- [YOUR INSTRUCTIONS] Please work out how many lines in the entries contain "below", then give that number with nothing added.

- [MATERIAL PROVIDED]
* * * * *

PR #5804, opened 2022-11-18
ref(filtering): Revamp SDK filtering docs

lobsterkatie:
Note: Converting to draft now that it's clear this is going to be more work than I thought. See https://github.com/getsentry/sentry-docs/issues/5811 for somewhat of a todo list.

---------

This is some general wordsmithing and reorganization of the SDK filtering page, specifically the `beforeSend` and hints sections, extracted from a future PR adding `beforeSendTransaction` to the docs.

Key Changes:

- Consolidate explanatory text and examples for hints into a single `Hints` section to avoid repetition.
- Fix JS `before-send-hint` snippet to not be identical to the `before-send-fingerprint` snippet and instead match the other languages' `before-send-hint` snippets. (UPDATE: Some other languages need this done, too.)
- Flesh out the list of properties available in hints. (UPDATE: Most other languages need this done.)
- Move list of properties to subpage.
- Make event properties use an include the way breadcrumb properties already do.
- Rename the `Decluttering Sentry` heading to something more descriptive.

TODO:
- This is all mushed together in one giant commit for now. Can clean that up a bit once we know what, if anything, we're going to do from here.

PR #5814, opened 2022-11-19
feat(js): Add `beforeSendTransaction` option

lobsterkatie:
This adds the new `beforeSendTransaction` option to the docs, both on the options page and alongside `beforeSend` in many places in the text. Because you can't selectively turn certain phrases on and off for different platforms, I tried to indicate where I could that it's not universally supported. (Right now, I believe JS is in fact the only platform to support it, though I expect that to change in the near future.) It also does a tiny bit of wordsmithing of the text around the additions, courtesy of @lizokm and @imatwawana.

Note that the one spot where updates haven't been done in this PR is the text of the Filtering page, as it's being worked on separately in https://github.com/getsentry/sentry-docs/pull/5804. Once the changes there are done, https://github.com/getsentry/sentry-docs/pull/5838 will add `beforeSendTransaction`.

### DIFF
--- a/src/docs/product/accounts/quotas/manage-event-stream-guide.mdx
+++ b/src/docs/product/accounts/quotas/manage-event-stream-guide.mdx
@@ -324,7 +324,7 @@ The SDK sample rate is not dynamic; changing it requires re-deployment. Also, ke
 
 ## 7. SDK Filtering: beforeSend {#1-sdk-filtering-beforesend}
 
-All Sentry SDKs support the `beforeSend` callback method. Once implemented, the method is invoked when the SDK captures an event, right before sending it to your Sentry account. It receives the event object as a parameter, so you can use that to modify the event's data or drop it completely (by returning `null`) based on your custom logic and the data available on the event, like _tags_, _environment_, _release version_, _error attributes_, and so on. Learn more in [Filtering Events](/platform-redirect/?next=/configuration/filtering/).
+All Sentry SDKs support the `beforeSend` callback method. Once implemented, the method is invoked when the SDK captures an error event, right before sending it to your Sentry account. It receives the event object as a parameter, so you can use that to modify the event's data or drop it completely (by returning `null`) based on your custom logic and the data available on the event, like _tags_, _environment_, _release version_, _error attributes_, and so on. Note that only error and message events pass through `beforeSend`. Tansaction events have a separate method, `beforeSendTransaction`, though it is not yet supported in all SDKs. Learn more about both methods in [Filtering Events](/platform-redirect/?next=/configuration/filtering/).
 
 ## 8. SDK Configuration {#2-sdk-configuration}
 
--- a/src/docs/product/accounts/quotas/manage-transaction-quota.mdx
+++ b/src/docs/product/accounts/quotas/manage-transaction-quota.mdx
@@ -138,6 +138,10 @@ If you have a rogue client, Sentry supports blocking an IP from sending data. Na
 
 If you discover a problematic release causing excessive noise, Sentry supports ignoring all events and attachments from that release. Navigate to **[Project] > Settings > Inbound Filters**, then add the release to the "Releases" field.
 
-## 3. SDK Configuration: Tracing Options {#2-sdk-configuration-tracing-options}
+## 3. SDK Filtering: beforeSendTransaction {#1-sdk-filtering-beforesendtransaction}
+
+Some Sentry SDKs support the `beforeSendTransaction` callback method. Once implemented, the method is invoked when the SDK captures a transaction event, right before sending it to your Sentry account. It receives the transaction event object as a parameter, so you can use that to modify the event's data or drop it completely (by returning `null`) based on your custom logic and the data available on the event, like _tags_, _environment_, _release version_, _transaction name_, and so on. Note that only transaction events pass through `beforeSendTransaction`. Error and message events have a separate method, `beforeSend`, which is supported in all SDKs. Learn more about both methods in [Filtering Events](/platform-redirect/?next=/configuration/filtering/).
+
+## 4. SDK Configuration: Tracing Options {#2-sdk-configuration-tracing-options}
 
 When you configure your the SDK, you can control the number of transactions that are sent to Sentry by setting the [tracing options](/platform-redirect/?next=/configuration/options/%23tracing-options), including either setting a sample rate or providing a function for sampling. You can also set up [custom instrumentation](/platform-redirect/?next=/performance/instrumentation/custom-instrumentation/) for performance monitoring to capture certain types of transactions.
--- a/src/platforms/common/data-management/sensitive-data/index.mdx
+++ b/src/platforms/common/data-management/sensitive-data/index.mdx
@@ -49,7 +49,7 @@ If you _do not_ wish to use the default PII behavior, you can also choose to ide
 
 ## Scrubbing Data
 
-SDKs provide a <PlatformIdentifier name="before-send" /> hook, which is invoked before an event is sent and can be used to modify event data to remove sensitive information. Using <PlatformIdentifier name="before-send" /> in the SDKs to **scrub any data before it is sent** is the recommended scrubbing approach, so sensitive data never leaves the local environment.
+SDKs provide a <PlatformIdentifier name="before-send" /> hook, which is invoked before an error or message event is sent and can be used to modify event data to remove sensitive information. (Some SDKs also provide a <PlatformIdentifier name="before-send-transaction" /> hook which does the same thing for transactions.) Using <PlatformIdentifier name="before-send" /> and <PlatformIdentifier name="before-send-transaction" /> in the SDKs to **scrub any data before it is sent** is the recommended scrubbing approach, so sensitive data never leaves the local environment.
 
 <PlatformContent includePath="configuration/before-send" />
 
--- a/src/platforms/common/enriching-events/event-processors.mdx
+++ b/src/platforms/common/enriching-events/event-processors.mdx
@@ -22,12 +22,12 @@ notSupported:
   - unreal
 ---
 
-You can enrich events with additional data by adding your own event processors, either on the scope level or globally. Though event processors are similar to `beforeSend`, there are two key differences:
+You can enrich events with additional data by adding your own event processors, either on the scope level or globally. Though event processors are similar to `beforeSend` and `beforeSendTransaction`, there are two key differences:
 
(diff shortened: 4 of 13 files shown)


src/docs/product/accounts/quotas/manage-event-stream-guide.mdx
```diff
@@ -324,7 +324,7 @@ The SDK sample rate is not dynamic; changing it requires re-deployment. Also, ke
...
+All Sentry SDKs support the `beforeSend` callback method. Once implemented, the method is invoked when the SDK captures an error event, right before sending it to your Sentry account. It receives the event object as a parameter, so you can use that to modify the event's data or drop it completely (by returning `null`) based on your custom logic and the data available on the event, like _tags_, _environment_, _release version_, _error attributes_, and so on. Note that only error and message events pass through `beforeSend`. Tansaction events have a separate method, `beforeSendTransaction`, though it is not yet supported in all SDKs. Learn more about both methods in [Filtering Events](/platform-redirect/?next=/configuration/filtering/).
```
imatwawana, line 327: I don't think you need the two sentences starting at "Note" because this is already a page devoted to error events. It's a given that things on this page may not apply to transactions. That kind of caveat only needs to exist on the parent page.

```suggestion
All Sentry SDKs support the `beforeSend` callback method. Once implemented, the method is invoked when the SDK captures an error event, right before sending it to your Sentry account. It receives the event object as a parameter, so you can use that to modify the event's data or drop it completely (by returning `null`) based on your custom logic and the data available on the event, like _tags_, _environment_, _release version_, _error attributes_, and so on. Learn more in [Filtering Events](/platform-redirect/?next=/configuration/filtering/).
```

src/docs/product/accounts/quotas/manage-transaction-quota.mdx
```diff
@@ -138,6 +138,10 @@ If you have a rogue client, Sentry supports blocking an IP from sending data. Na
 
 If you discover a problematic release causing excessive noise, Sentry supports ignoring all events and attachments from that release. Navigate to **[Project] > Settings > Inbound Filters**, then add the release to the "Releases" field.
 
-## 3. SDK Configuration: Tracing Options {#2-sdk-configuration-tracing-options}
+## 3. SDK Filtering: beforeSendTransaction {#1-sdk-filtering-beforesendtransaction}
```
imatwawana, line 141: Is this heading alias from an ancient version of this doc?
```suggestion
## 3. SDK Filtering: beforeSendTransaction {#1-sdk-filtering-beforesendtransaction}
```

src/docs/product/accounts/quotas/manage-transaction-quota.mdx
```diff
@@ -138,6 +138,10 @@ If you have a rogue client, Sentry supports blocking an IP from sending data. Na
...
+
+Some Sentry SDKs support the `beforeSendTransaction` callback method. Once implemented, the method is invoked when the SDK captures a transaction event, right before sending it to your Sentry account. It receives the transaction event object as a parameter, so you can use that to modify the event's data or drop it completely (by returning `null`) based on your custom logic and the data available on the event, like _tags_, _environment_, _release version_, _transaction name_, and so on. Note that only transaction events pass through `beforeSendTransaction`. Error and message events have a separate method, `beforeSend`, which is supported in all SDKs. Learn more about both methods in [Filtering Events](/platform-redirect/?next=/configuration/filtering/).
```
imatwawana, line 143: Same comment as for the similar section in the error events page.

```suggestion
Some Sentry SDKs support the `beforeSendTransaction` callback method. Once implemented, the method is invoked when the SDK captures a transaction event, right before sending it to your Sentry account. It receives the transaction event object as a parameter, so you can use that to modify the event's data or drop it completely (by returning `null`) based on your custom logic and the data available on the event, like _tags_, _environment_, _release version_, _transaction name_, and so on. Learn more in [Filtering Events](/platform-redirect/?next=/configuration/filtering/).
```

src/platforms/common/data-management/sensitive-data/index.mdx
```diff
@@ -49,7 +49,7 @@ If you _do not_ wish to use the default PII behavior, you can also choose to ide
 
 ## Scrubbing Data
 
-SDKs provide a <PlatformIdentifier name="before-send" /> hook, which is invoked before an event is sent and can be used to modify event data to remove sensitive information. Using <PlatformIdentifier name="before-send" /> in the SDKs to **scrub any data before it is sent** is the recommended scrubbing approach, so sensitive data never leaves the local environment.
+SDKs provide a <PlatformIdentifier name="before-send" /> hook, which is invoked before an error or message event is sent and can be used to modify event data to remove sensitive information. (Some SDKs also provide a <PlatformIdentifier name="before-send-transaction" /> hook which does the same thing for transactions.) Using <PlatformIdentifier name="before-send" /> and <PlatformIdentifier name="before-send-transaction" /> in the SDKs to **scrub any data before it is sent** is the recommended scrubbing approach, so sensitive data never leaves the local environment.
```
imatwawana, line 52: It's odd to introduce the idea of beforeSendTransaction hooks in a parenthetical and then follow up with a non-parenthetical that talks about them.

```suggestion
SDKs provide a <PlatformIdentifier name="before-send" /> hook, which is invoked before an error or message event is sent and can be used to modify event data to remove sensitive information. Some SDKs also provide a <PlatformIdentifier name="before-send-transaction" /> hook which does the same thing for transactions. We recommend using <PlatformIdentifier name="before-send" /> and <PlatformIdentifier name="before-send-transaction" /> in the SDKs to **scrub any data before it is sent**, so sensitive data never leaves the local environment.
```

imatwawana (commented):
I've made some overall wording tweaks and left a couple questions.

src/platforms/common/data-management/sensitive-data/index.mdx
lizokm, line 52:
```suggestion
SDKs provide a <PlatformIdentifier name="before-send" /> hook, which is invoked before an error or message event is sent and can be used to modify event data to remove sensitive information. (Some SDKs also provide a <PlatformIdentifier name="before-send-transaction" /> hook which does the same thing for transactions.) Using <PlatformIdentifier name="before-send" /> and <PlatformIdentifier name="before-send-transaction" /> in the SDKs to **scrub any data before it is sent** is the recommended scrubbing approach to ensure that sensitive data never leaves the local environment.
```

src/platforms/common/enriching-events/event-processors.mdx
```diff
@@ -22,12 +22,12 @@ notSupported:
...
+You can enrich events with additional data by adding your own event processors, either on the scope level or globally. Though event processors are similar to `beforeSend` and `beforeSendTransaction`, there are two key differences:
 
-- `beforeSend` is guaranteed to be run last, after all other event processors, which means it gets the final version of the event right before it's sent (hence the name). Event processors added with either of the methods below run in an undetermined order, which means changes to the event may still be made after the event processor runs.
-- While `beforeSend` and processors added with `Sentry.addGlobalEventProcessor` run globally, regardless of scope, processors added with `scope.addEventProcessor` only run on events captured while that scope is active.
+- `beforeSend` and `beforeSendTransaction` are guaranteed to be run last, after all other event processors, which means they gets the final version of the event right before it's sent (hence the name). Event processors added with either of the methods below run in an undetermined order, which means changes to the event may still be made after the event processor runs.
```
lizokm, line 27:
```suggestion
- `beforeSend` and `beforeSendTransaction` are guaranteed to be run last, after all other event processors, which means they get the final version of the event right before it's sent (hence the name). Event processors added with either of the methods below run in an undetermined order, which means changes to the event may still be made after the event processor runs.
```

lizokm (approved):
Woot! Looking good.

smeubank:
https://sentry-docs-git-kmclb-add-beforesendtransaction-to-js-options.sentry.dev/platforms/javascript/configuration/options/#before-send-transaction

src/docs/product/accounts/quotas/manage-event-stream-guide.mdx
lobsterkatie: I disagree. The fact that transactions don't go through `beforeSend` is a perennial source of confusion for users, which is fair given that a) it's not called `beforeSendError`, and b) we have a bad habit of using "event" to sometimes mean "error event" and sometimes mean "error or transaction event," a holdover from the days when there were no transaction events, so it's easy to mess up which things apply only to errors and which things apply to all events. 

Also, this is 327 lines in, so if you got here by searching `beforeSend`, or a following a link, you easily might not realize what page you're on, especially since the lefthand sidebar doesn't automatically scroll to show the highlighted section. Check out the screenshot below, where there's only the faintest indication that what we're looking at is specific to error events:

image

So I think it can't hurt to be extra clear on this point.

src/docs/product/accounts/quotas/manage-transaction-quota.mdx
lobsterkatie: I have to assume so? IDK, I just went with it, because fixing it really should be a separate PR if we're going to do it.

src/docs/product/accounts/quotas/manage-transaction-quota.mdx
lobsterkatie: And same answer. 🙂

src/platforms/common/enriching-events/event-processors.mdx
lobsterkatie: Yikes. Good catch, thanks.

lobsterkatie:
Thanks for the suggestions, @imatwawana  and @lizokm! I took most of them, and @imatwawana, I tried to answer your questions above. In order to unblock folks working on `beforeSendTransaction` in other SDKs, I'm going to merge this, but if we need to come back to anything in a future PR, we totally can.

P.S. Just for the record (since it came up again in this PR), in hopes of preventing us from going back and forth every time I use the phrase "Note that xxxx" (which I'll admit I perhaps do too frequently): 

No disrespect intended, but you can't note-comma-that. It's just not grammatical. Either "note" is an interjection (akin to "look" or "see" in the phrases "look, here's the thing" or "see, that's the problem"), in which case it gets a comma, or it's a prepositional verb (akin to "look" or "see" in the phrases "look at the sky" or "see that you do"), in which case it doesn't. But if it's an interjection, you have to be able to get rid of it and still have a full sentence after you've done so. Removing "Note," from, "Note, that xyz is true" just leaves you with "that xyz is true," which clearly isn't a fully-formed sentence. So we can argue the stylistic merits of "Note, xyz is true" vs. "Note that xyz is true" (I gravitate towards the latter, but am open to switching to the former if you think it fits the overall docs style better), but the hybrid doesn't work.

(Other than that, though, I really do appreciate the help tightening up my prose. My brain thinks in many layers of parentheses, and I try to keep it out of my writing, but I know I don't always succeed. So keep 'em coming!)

* * * * *

- [ANSWER SPACE] 4